I did a quick search, because I was curious, and here's what I found:

http://www.msnbc.msn.com/id/4224452


----------



## Henry (Mar 4, 2004)

Trainz said:
			
		

> You had to look, didn't you !




Well, I did, darn you!


----------



## Desdichado (Mar 4, 2004)

The Serge said:
			
		

> I don't believe the Bible is a historical work.  It has its place in history, certainly, but _a lot_ of material has been compiled from other sources that, while probably having their own agendas as much as the Bible, are not steeped in religious intent.  Furthermore, not one of the canonized gospels was written prior to a generation after the death/disappearance of Jesus, and each was written in order to make a religious statement, not a historical one.



With the exception of a few of the Greek and Roman writers, and of course modern historians, that's pretty much always been the case.  That doesn't mean that we don't consider heiroglyphics on the walls of Egyptian tombs historical, or the "national archives" of Hattusas historical, or any number of other works that were, in many cases, composed under even more dubious historical circumstances than the Bible.

As I said earlier, regardless of one's opinion of it, the Bible is, and likely always will be, the best and most detailed historical document of the area and the time period.

As barsoomcore said, that doesn't mean it necessarily jives completely with other sources we do have, but nobody's denying that the various sections of the Bible were written with an agenda.  Also, as you point out, the Bible isn't so much a "book" as it is a latter compendium of other writings, many of which the time of writing and the author are not well known.  In addition to that, the influence of later editors is difficult to determine.

None of that changes the fact that the Bible is, and likely always will be, the best and most detailed historical document of the area and the time period.  You just have to go into things with your eyes wide open about the limitations inherent in it as a historical work.  But, as I said, they aren't really unique or even overpowering limitations compared to many other historical works that are also widely accepted.


----------



## CrusaderX (Mar 4, 2004)

kingpaul said:
			
		

> I did a quick search, because I was curious, and here's what I found:
> 
> http://www.msnbc.msn.com/id/4224452




From that msnbc piece:

_“There is no salvation for those outside the Church,” Gibson replied. “I believe it.” _

Yes, Catholicism teaches that there is no salvation outside of the Church.  Catholicism also teaches that non-Catholics can go to heaven.  These two statements seem to be contradictory, but according to Catholic belief, they're not.

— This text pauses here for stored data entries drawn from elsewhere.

PR #2528, opened 2022-03-17
Add a little extra safety

rhc54:
Use the PMIX_ACQUIRE_OBJECT and PMIX_POST_OBJECT to
ensure that any updates to the object reference count
get properly stored before some other thread can
access them.

### DIFF
--- a/src/class/pmix_object.h
+++ b/src/class/pmix_object.h
@@ -133,6 +133,8 @@
 #include <stdio.h>
 #include <errno.h>
 
+#include "src/include/pmix_atomic.h"
+
 BEGIN_C_DECLS
 
 #if PMIX_ENABLE_DEBUG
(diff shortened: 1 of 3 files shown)


rhc54:
@awlauria I'm not sure these are fully required, but it might be a good safety measure given what you were seeing. There might be a tiny performance hit, but we never juggle ref counts in a critical path (and such a thing doesn't really exist in PMIx or PRRTE). Anyway, see what you think - no strong opinion either way here.

awlauria:
I don't think it's necessary, as `pthrad_mutex_*()`, as I understand it, have hardware memory barriers built-in to them. I've never seen any memory inconsistency when using them, and haven't seen the need for additional barriers.

If I were to take a position I'd say leave them out for now.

Basically, Catholicism teaches that the Catholic Church is the One, Holy, and Apostolic Church instituted by Christ at the time of the Apostles.  According to the Catholic Church, Christ didn't create Protestant Churches or Churches of other faiths.  Catholics believe that He created only One Church as His earthly instrument of salvation.  So if and when non-Catholics are "saved", they owe their salvation to Christ's instrument of salvation, the Catholic Church founded by Christ, whether they realize this or not.

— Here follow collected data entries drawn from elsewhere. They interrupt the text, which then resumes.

PR #2530, opened 2022-03-18
Improve handling of dependencies with static libraries

bwbarrett:
Series of patches that improves PMIx's dependency management.  We now add module requires fields for the dependencies where we found a pkg-config module, we track the static library dependencies, and we're much more consistent in what flags we add to the wrapper and pkg-config module file depending on how PMIx is configured.


bwbarrett:
With this patch series, on Ubuntu 20.04, I can compile pmix with `--enable-static --disable-shared --with-curl --with-jansson` with all the dependencies that are in stock Ubuntu and have PRRTE master link against it without having to specify any extra libraries.  I made progress in static linking an executable, but need to build a static libc and ran out of time.  But all the library tracking looks right.

jsquyres:
Love it!

I didn't review this closely, but I did read all the commit messages and skim the contents.  I think that this is an awesome set of steps forward.

rhc54:
I'd echo what Jeff said - awesome! I have no hope of understanding all that was done, but am thankful someone smarter than me was willing to work thru all that complexity 😄

PR #2532, opened 2022-03-18
v4.2: Protect critical zone in pmix_obj_update().

awlauria:
Fix a very subtle bug where it is
possible that another thread will win the race
and update obj_reference_count before its value is returned.
This can result in asserts being hit with debug builds.

Cache the updated value before the lock is let go and return it
seems to fix intermittent crashes in various MPI routines.

(cherry picked from commit 56a46caa737da90d934a902769315bf3e949d3fd)

### DIFF
--- a/src/class/pmix_object.h
+++ b/src/class/pmix_object.h
@@ -540,9 +540,9 @@ static inline int pmix_obj_update(pmix_object_t *object, int inc)
         perror("pthread_mutex_lock()");
         abort();
     }
-    object->obj_reference_count += inc;
+    ret = (object->obj_reference_count += inc);
     pthread_mutex_unlock(&object->obj_lock);
-    return object->obj_reference_count;
+    return ret;
 }
 
 END_C_DECLS


rhc54:
I'm not sure of what to do with these one-off transfers. The problem is that we can easily lose track of what went over and what hasn't yet been moved, but should be. It also gets things out-of-sync - though that might not impact this particular PR, it can lead to conflicts with other PRs that happened to touch a common code path.

Also still wrestling with how we commit to master. Some people do tiny atomistic commits that span multiple weeks - if not squashed or rebased, these little commits pepper the history and make it very hard to find them all when it is time to update the release. It's one major cause of all those "conflicts" you mentioned elsewhere.

So I'm scratching my head a bit and will try to figure something out. Not trying to discourage anyone - just explaining why this might get delayed while thinking is underway.

awlauria:
@rhc54 ideally patches that should be brought back to release branches are done so immediately after going into master, or shortly after. Unfortunately that isn't always the case. 

In OMPI I've generally brought things back to the release branches in a similar manner. it makes the PR's easier to digest and review. I have not seen an impact in it making other things more difficult to back port or screwing up the history.

awlauria:
Not saying either way is wrong - both work.

I can try to group them more together in my next pr. The three I've posted are small enough and isolated enough to not impact anything else I think

rhc54:
Not a problem - I'm not sure there is an ideal solution. What I've been trying to do is once a week go back and scan all the commits to master, transferring them in sequence to the 4.2 release branch. Then I cherry-pick those fixes (since they will inevitably include conflict resolutions) back to v4.1, again maintaining the sequence.

🤷‍♂️ Far from perfect. I think I'm going to set the merge button to "rebase and merge" to fix the problem of commits from a given PR peppering the history so it is easier to find things that need to be ported. The problem isn't quite as big as it used to be as that organization isn't providing contributions any more, but it does still occasionally happen.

Please note that I'm not posting this to preach to anyone or to damn anyone or to start flames.  I'm simply posting a part of Catholic theology as I understand it (and as elaborated on at the website below) to clear up the confusion as to what Mel Gibson said regarding his wife, in light of official Church teachings.  This is a widely misunderstood topic, and the confusion pretty much deals with a question of semantics.  And it's even possible that Mel himself might not fully understand official Church teachings.  But it's also interesting to note that Mel never directly said the words "my wife could be going to hell", yet msn's headline was still "MEL GIBSON SAYS HIS WIFE COULD BE GOING TO HELL" in big bold red letters.

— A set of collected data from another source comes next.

PR #2535, opened 2022-03-18
v4.2: Update the configure logic to track master

rhc54:


rhc54:
The `dmodex` test is very unhappy with the v4.2/v2.1 combination. Separate issue

PR #2536, opened 2022-03-18
v4.2: Fix delayed local get requests

rhc54:


rhc54:
@awlauria This change actually caused a daemon to segfault in the `dmodex` test - not exactly sure why. So far as I can tell, the PRRTE v2.1 branch has the necessary fixes in it, but something about the combination is unhappy.

awlauria:
@rhc54 I think this can be closed.

rhc54:
Agreed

And, as I mentioned above, Mel directly told Diane Sawyer during their ABC televised interview a few weeks ago that non-Catholics can go to heaven.  I heard him say this with my own ears, and saw the words come from his lips with my own eyes.     So it may all come down to msn not reporting all the facts, or not putting Mel's words in their proper context.

http://ic.net/~erasmus/RAZ315.HTM


----------



## Trainz (Mar 4, 2004)

Henry said:
			
		

> Well, I did, darn you!









Ah ha !


----------



## Henry (Mar 4, 2004)

I also noted that some of the discussion is starting to go into the realm of theology and specifically Gibson's theology. Not trying to call names or squelch anyone's position, but this thread needs to be about the film itself and how it's doing box-office wise, not the theology of its makers or their statements or the statements of those speaking against him.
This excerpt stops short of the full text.